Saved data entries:
====
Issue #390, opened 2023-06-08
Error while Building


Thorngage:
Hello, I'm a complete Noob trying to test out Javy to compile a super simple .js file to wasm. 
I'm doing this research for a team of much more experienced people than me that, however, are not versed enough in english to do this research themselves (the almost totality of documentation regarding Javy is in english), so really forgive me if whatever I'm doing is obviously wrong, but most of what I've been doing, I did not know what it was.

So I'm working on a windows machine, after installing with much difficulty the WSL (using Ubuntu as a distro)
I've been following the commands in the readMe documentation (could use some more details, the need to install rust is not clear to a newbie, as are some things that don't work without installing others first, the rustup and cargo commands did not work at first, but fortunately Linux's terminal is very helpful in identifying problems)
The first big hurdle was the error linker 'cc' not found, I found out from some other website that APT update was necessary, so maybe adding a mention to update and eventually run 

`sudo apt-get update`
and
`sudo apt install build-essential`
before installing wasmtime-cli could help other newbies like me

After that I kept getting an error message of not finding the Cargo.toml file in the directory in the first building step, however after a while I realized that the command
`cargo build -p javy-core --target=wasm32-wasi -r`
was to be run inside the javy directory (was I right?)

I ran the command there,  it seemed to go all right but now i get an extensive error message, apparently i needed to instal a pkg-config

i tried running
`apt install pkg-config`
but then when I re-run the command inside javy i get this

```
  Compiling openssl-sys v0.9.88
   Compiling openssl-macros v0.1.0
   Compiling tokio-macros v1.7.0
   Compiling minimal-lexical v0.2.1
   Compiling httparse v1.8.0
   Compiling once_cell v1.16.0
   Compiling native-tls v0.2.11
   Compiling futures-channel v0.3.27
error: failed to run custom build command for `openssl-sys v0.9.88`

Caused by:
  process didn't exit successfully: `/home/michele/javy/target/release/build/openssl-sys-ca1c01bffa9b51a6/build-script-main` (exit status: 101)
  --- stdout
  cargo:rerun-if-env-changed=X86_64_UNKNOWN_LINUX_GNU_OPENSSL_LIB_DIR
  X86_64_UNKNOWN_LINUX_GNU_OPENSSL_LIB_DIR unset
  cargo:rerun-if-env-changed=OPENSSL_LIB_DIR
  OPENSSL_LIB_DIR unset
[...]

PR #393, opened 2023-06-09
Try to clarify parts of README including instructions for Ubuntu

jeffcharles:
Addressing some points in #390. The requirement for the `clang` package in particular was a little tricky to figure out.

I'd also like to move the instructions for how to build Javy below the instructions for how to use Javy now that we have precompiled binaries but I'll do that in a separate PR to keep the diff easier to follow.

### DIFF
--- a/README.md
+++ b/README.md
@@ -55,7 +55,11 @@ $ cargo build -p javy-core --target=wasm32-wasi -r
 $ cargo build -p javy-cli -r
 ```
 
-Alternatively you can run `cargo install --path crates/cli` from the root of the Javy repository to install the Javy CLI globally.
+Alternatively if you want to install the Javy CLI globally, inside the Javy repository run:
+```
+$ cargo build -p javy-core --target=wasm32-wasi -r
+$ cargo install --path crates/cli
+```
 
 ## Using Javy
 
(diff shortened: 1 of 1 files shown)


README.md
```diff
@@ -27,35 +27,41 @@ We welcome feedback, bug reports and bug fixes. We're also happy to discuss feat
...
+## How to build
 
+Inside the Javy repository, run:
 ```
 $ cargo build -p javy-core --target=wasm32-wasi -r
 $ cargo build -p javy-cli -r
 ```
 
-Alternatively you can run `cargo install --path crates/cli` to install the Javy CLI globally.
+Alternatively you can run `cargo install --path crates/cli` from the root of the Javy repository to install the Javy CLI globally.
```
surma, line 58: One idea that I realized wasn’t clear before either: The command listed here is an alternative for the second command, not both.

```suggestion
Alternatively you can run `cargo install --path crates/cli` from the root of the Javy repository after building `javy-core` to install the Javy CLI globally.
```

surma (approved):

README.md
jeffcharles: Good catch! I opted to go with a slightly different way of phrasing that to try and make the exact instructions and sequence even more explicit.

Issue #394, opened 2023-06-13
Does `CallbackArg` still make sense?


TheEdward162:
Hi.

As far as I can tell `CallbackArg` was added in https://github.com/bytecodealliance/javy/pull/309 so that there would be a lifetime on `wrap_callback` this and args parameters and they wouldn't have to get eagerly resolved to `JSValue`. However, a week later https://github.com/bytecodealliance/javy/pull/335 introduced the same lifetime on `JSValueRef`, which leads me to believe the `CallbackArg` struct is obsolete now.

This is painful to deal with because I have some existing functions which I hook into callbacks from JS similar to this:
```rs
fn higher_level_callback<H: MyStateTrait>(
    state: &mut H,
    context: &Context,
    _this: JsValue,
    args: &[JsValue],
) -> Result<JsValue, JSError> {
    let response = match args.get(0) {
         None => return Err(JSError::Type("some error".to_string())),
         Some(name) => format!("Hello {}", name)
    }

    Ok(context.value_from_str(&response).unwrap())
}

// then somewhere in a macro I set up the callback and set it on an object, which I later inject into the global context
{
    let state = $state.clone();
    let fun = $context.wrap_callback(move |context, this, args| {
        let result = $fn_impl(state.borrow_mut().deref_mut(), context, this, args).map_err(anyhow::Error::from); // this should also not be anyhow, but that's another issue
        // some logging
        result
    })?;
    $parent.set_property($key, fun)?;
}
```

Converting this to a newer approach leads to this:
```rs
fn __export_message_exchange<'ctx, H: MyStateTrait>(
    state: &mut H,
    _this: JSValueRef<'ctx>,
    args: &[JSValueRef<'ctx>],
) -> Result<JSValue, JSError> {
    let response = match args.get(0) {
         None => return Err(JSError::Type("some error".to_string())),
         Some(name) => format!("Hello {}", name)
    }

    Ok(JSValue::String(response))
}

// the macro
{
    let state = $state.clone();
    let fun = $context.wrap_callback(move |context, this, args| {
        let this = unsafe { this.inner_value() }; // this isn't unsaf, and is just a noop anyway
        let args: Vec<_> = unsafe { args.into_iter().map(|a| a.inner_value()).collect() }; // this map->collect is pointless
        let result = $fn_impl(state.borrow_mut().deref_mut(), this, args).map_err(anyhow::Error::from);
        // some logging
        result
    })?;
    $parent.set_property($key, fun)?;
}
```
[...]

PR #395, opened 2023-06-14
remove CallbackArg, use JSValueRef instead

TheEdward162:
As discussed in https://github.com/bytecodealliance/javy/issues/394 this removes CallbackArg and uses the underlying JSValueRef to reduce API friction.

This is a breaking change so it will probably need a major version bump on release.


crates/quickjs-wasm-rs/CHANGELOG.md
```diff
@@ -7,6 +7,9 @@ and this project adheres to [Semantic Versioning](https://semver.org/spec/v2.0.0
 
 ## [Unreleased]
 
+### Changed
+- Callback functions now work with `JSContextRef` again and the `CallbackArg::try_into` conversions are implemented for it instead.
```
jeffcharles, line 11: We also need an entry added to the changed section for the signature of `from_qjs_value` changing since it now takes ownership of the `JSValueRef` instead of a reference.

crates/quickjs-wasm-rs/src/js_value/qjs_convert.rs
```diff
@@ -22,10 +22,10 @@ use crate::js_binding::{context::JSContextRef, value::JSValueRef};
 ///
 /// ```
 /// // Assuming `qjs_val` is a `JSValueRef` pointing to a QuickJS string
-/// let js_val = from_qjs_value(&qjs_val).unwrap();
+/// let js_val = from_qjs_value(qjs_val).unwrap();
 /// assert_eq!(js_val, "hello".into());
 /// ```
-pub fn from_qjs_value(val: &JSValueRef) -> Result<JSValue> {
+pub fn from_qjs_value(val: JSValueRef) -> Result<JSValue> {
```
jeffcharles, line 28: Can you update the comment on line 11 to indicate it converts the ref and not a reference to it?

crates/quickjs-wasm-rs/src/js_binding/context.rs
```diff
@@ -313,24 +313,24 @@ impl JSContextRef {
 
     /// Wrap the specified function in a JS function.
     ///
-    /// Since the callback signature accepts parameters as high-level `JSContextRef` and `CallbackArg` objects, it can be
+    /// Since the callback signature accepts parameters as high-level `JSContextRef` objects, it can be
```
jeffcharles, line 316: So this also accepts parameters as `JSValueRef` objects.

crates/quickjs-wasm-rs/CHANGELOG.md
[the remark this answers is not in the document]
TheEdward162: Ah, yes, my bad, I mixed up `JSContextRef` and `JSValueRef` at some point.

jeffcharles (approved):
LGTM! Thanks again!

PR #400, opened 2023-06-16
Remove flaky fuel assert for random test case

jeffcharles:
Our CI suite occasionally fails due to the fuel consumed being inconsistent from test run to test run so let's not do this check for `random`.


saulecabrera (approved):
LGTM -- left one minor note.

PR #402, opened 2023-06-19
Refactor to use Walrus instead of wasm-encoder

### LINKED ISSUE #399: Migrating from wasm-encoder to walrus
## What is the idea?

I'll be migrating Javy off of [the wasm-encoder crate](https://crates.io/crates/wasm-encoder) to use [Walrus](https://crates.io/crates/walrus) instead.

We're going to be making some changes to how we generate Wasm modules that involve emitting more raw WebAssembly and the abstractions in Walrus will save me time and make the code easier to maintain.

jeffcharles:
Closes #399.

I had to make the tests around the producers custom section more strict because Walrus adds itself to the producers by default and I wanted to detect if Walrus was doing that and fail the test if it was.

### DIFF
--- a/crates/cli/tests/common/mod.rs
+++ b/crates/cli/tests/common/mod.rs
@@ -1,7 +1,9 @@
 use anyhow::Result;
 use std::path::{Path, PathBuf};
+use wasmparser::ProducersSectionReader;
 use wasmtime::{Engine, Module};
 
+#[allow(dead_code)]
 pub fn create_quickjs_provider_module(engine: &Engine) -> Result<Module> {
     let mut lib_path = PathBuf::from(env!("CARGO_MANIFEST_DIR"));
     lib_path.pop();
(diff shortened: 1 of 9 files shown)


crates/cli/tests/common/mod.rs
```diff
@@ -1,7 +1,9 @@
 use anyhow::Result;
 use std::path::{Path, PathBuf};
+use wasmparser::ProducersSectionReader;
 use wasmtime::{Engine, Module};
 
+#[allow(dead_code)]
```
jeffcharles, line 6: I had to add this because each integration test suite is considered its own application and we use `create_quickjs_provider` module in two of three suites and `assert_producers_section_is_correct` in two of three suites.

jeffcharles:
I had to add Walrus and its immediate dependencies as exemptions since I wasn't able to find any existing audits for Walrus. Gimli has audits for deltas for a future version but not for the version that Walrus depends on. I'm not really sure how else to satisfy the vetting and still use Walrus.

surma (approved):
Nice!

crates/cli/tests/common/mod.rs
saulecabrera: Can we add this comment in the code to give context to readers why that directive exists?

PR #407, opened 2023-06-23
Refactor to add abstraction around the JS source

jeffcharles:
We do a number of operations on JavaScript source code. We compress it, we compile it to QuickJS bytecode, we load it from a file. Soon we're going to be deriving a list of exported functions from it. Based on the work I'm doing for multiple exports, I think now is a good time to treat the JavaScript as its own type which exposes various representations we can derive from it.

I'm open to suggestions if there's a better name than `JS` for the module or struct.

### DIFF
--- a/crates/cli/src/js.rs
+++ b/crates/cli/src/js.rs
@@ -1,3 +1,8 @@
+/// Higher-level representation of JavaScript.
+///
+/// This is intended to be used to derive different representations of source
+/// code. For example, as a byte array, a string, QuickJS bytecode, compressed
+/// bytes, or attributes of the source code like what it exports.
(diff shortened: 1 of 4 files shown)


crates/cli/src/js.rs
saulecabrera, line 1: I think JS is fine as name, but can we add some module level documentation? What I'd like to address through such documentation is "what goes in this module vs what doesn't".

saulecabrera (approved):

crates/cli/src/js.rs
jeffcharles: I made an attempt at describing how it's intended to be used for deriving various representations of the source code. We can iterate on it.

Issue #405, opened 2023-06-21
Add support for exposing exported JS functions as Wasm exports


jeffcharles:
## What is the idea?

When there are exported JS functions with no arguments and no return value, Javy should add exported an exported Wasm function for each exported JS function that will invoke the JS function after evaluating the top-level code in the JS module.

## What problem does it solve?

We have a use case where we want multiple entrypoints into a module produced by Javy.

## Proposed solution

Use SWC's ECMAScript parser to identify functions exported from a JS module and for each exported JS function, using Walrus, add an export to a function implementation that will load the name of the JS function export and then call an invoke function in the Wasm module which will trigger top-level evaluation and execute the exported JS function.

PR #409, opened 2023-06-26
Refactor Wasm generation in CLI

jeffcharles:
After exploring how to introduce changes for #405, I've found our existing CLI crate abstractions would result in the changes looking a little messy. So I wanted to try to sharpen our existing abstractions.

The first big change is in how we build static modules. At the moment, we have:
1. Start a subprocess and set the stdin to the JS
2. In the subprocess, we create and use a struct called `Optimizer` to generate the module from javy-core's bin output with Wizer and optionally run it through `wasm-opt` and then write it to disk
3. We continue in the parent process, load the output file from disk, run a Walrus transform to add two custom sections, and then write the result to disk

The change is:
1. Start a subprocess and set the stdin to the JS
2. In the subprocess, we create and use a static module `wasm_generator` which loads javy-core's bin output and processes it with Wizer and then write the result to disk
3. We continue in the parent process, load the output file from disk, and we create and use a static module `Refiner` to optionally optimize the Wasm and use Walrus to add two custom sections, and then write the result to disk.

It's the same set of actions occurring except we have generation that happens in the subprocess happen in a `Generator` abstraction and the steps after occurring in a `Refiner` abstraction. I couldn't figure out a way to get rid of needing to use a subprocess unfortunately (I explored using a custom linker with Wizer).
====
Task directions |
Look above for the line holding "I'm doing this" and the line holding "was to be run", then output exactly those two lines and every line between them, nothing more.

Solved exercise |
I'm doing this research for a team of much more experienced people than me that, however, are not versed enough in english to do this research themselves (the almost totality of documentation regarding Javy is in english), so really forgive me if whatever I'm doing is obviously wrong, but most of what I've been doing, I did not know what it was.

So I'm working on a windows machine, after installing with much difficulty the WSL (using Ubuntu as a distro)
I've been following the commands in the readMe documentation (could use some more details, the need to install rust is not clear to a newbie, as are some things that don't work without installing others first, the rustup and cargo commands did not work at first, but fortunately Linux's terminal is very helpful in identifying problems)
The first big hurdle was the error linker 'cc' not found, I found out from some other website that APT update was necessary, so maybe adding a mention to update and eventually run 

`sudo apt-get update`
and
`sudo apt install build-essential`
before installing wasmtime-cli could help other newbies like me

After that I kept getting an error message of not finding the Cargo.toml file in the directory in the first building step, however after a while I realized that the command
`cargo build -p javy-core --target=wasm32-wasi -r`
was to be run inside the javy directory (was I right?)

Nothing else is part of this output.